January 4, 2021
Shortly after the Christmas season began, McDonald’s USA made a delivery across the country in the form of the McRib sandwich, which according to a McDonald’s press release is “seasoned boneless pork slathered in smoky, tangy barbecue sauce, topped with slivered onions and tart pickles.”
If not for the ingenuity of a University of Nebraska-Lincoln distinguished professor emeritus of animal science and food science and technology, the sandwich craze may not have had any form at all.
Among many other accomplishments during his four-decade career at UNL, Roger Mandigo pioneered the process allowing processors to form meat products into pretty much whatever shape they wish for their intended market. Mandigo joined UNL as an assistant professor in 1966, was promoted to professor in 1974 and retired in 2011.
“What we developed was a process," Mandigo says. "We take some muscle, get it to a very cold temperature, put it through a machine that changes it into very small particles, so it almost looks like ground meat — it could be ground meat, in fact."
To that, the UNL team added salt, sodium phosphate, water and a seasoning blend. Mandigo says that salt solubilizes the protein binding the product together, and the sodium phosphate stabilizes the moisture in the product to “allow me to keep the product very juicy.”
Project takes shape
Mandigo’s research originally was a project funded by the National Pork Producers Council, and his team presented the initial finished product — appropriately — in the shape of a pork chop. “But we’ve got 20 or so other shapes that we could put it in,” he says. “We just use a mechanical press to shape it. So, you could have almost any shape you want.”
The finished product that was presented to McDonald’s when the fast-food giant showed interest was in the shape of the state of Nebraska.
In addition to shapes of the end product being only limited by the imagination, Mandigo also says most any kind of meat can be used, but most of his team’s work was with beef, pork, lamb, chicken and turkey, “but beef and pork are obviously the most popular ones.”
“Lamb tastes great," he says. "Chicken and turkey work, and they’re pretty tasty too, but it’s easier and cheaper to just eat the chicken and turkey the way they come to you right now in the store."

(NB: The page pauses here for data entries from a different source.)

PR #4709, opened 2026-09-07
feat: Add `mongodbatlas_org_delegation_settings` resource

oarbusi:
## Description

Adds the autogenerated `mongodbatlas_org_delegation_settings` resource and data source, a singleton organization-level resource that manages delegation settings (GET/PATCH on `/api/atlas/v2/orgs/{orgId}/delegationSettings`, API version 2025-03-12). It exposes 4 attributes: `delegated_mcp_access`, `delegated_partner_access`, `idle_refresh_token_lifetime`, and `maximum_refresh_token_lifetime`.

The access policies are optional+computed since Atlas returns their default (`DISALLOWED`) when omitted. The token lifetimes are optional-only and use `send_null_as_null_on_update`, so removing them from the configuration sends null and resets them to the system default, as documented by the API.

The API has no DELETE endpoint (settings always exist), so the delete operation is a no-op that only emits a warning and performs no API calls; Terraform only removes the resource from the state. This matches the `project_settings_api` singleton pattern.

The data source is backed by the same GET endpoint and mirrors the resource attributes.

Link to any related issue(s): CLOUDP-442139

## Type of change:

## Required Checklist:

## Further comments

- The optional+computed overrides on the two access policies are a stopgap: ideally the spec annotates them as server-computed-when-client-omitted so the overrides can be dropped on a future regeneration.


tools/codegen/config.yml
```diff
@@ -1836,3 +1836,32 @@ resources:
         overrides:
           project_id:
             description: *project_id_description
+
+  org_delegation_settings:
```
manupedrozo, line 1840: Any concerns adding the data source (now or in a follow-up PR)? 
Saw the PR description, I believe `project_settings_api` was implemented before DSs where supported in autogen so wouldn't necessarily follow that one as the example. `ai_model_rate_limit` is an example autogen singleton with a datasource.

tools/codegen/atlasapispec/multi-version-api-spec.flattened.yml
manupedrozo, line 1: Can we skip the api spec changes? I think there are no necessary additions (and models are enough for the CI checks).

examples/mongodbatlas_org_delegation_settings/main.tf
```diff
@@ -0,0 +1,27 @@
+resource "mongodbatlas_org_delegation_settings" "this" {
+  org_id                         = var.atlas_org_id
+  delegated_mcp_access           = "READ_ONLY"
+  delegated_partner_access       = "DISALLOWED"
+  idle_refresh_token_lifetime    = 3600
+  maximum_refresh_token_lifetime = 86400
+}
+
+output "org_delegation_settings_delegated_mcp_access" {
```
manupedrozo, line 13: Not sure we need the outputs, no strong opinion though.

internal/serviceapi/orgdelegationsettings/resource_test.go
```diff
@@ -0,0 +1,205 @@
...
+	return func(s *terraform.State) (string, error) {
+		rs, ok := s.RootModule().Resources[resourceName]
+		if !ok {
+			return "", fmt.Errorf("not found: %s", resourceName)
+		}
+		return rs.Primary.Attributes["org_id"], nil
+	}
+}
+
+type delegationSettings struct {
```
manupedrozo, line 177: Untyped client really makes these more verbose. 
No blocker for this one, may need to revisit our decision to use untyped client in tests.

internal/serviceapi/orgdelegationsettings/resource_test.go
```diff
@@ -0,0 +1,205 @@
...
+	// captured before the test and restored afterwards to leave the org unchanged.
+	baseline, err := getDelegationSettings(orgID)
+	if err != nil {
+		t.Fatalf("failed to capture current delegation settings for org %s: %v", orgID, err)
+	}
+	t.Cleanup(func() {
+		if err := updateDelegationSettings(orgID, baseline); err != nil {
+			t.Errorf("failed to restore delegation settings for org %s: %v", orgID, err)
+		}
+	})
```
manupedrozo, line 39: Nice! I think we'll need to figure out another approach for these org tests moving forward (e.g. create a new org).

manupedrozo (approved):
Thanks for the quick implementation! Left some comments, nothing blocking.

internal/serviceapi/orgdelegationsettings/resource_schema.go
```diff
@@ -0,0 +1,50 @@
...
+				MarkdownDescription: "Policy that controls whether partner delegated access is permitted within this organization. Possible values are `DISALLOWED` and `READ_WRITE`. Defaults to `DISALLOWED`.",
+			},
+			"idle_refresh_token_lifetime": schema.Int64Attribute{
+				Optional:            true,
+				MarkdownDescription: "Maximum number of seconds a refresh token may be idle before it expires. Omit to leave unchanged; set to null to reset to the system default. Must be between 1 and 31536000 (1 year) when provided.",
+			},
+			"maximum_refresh_token_lifetime": schema.Int64Attribute{
+				Optional:            true,
+				MarkdownDescription: "Maximum lifetime of a refresh token in seconds, regardless of activity. Omit to leave unchanged; set to null to reset to the system default. Must be between 1 and 31536000 (1 year) when provided.",
+			},
```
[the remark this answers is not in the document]
manupedrozo: Worth taking a look at this one.

internal/serviceapi/orgdelegationsettings/resource_test.go
oarbusi: Agreed, it is verbose. Followed the current autogen test convention here; happy to switch to a typed SDK helper or a shared acc helper if we revisit that decision.

tools/codegen/atlasapispec/multi-version-api-spec.flattened.yml
oarbusi: Done, reverted both spec files to master. You were right: the delegationSettings path and both schemas were already in the spec, so the refresh added no necessary changes.

internal/serviceapi/orgdelegationsettings/resource_test.go
oarbusi: Thanks! Agreed, creating a fresh org per test would remove the baseline capture/restore dance and let these run in parallel.

tools/codegen/config.yml
oarbusi: Good point about `project_settings_api` predating data source support in autogen. No concerns, added the data source in this PR (same GET endpoint): `datasources.read` in config.yml, provider registration, data source checks in the existing acceptance test, docs template, example usage, and a `new-datasource` changelog block.

examples/mongodbatlas_org_delegation_settings/main.tf
oarbusi: Keeping them: they surface in the generated docs page and show what the resource exposes, same pattern as the `ai_model_rate_limit` example. Also added one output sourced from the new data source.

internal/serviceapi/orgdelegationsettings/resource_schema.go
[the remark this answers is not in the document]
oarbusi: Looked into this one. The suggested alternative (Optional+Computed, with users setting the attribute explicitly to null to reset) is not implementable in Terraform: `attr = null` is identical to omitting the attribute, and with Computed a null config falls back to the prior state value, so null would never reach the API. Optional-only + `send_null_as_null_on_update` is the only way to offer the documented reset-to-default behavior.

The perpetual-diff concern would only materialize if Atlas returned a concrete default for unset lifetimes. The acceptance test verifies the opposite: the reset step asserts both attributes disappear from state after sending null, and the step requires an empty post-apply plan (green in CI). If Atlas ever changes that behavior, the daily test suite will fail and we can revisit.

examples/mongodbatlas_org_delegation_settings/variables.tf
```diff
@@ -0,0 +1,17 @@
...
+  type        = string
+  default     = ""
+}
+
+variable "atlas_client_secret" {
+  description = "MongoDB Atlas Service Account Client Secret"
+  type        = string
+  sensitive   = true
+  default     = ""
+}
```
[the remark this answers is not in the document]
oarbusi: This matches the current repo convention: 43 example provider configurations feed client_id/client_secret via variables (including the most recently added examples, e.g. `mongodbatlas_metric_integration`), while only 2 use an empty provider block. Keeping as is.

examples/mongodbatlas_org_delegation_settings/README.md
```diff
@@ -0,0 +1,18 @@
...
+This example shows how to configure the delegation settings of a MongoDB Atlas organization with the `mongodbatlas_org_delegation_settings` resource. Delegation settings control how MCP (Model Context Protocol) and partner delegated access are permitted within the organization, as well as the refresh token lifetimes.
+
+## Important Notes
+
+Delegation settings are a singleton at the organization level: the settings always exist, so creating the resource updates the existing settings. The delete operation is a no-op that only emits a warning and performs no API calls, so the settings in Atlas are left unchanged; Terraform only removes the resource from the state.
+
+## Variables Required to be set:
+- `atlas_client_id`: MongoDB Atlas Service Account Client ID
+- `atlas_client_secret`: MongoDB Atlas Service Account Client Secret
+- `atlas_org_id`: Organization ID where the Delegation Settings will be configured
```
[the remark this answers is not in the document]
oarbusi: This matches the current repo convention: 43 example provider configurations feed client_id/client_secret via variables (including the most recently added examples, e.g. `mongodbatlas_metric_integration`), while only 2 use an empty provider block. Keeping as is.

internal/serviceapi/orgdelegationsettings/resource_test.go
```diff
@@ -0,0 +1,205 @@
...
+func TestAccOrgDelegationSettings_basic(t *testing.T) {
+	acc.SkipInUnitTest(t) // baseline capture below runs before resource.Test skips
+	orgID := os.Getenv("MONGODB_ATLAS_ORG_ID")
+
+	// Delete is a no-op for this singleton resource, so the current settings are
+	// captured before the test and restored afterwards to leave the org unchanged.
+	baseline, err := getDelegationSettings(orgID)
+	if err != nil {
+		t.Fatalf("failed to capture current delegation settings for org %s: %v", orgID, err)
+	}
```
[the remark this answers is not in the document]
oarbusi: Good catch, fixed: `acc.PreCheckBasic(t)` now runs right after the unit-test skip, before the baseline capture, so missing credentials or org id fail fast with the intended message.

examples/mongodbatlas_org_delegation_settings/provider.tf
```diff
@@ -0,0 +1,4 @@
+provider "mongodbatlas" {
+  client_id     = var.atlas_client_id
+  client_secret = var.atlas_client_secret
+}
```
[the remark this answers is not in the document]
oarbusi: This matches the current repo convention: 43 example provider configurations feed client_id/client_secret via variables (including the most recently added examples, e.g. `mongodbatlas_metric_integration`), while only 2 use an empty provider block. Keeping as is.

docs/resources/org_delegation_settings.md
```diff
@@ -0,0 +1,72 @@
...
+
+### Optional
+
+- `delegated_mcp_access` (String) Policy that controls how MCP (Model Context Protocol) delegated access is permitted within this organization. Possible values are `DISALLOWED`, `READ_ONLY`, and `READ_WRITE`. Defaults to `DISALLOWED`.
+- `delegated_partner_access` (String) Policy that controls whether partner delegated access is permitted within this organization. Possible values are `DISALLOWED` and `READ_WRITE`. Defaults to `DISALLOWED`.
+- `idle_refresh_token_lifetime` (Number) Maximum number of seconds a refresh token may be idle before it expires. Omit to leave unchanged; set to null to reset to the system default. Must be between 1 and 31536000 (1 year) when provided.
+- `maximum_refresh_token_lifetime` (Number) Maximum lifetime of a refresh token in seconds, regardless of activity. Omit to leave unchanged; set to null to reset to the system default. Must be between 1 and 31536000 (1 year) when provided.
+
+## Import
+Import the Delegation Settings resource by using the Organization ID, e.g.
```
antellezr-mdb: Consider replacing "e.g." with "for example". MongoDB Style guide suggests to use  English alternatives.
https://www.mongodb.com/docs/meta/style-guide/terminology/general-term-guidelines/avoid-obscure-words/#std-label-avoid-obscure-words

antellezr-mdb (approved):

docs/resources/org_delegation_settings.md
oarbusi: Done, replaced with "For example:" in the docs template and regenerated the doc.

internal/serviceapi/orgdelegationsettings/resource_test.go
AgustinBettati: Would keep in mind it is not common we call update operations with SDK during our acceptance test logic, a simple GET for checkDestroy is more simple

PR #1, opened 2021-01-08
Development

theresenieva:
Create a basic homepage.

Created the Marker.java only to save the directories.

### DIFF
--- a/prototype/src/main/java/com/google/sps/data/Marker.java
+++ b/prototype/src/main/java/com/google/sps/data/Marker.java
@@ -1,0 +1,1 @@
+// Marker.java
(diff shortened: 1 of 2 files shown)


theresenieva:
@googlebot I signed it!

vivianho18 (commented):
LGTM 👍

prototype/src/main/java/com/google/sps/data/Marker.java
```diff
@@ -0,0 +1 @@
+// Marker.java
```
anna-giang, line 1: (Nitpick) Perhaps this file could have been added when the saving of the directories was actually implemented, because it is essentially an empty file, and seems to be unrelated to other modified files in this commit.

anna-giang: Otherwise LGTM too! 😊

theresenieva: True, I've split the commit into the two parts like you suggested.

Gary Sullivan, UNL Meat Science associate professor, says, “The technology that Roger is talking about in many ways is the same as used for the chicken that is in the chicken nuggets or chicken patties. It goes through a very similar process, being restructured, as what the McRib does.”
Honors come with research
McDonald’s is not the only institution to take note of Mandigo’s work, as he was the 2000 recipient of the R.C. Pollock Award from the American Meat Science Association, was inducted into the Meat Industry Hall of Fame in 2010 and the Nebraska Hall of Agricultural Achievement in 2012.
Accolades were not the reason that Mandigo got into his profession. “First of all, I was a classroom teacher. I did research on meat processing,” he says. “My goal was to teach in the classroom and carry on some research.”
Sullivan adds, “I would also say [Roger] was very impactful in training graduate students. And when you do research, maybe as important as the research outcome is the students who are trained through that process. Many of Roger’s former students are leaders in the industry.” Sullivan adds that Mandigo advised 76 graduate students in his career.
The McRib was relaunched in early December for a limited time, the first time that it’s gone nationwide since 2012. The sandwich made its national debut in McDonald’s restaurants in 1982.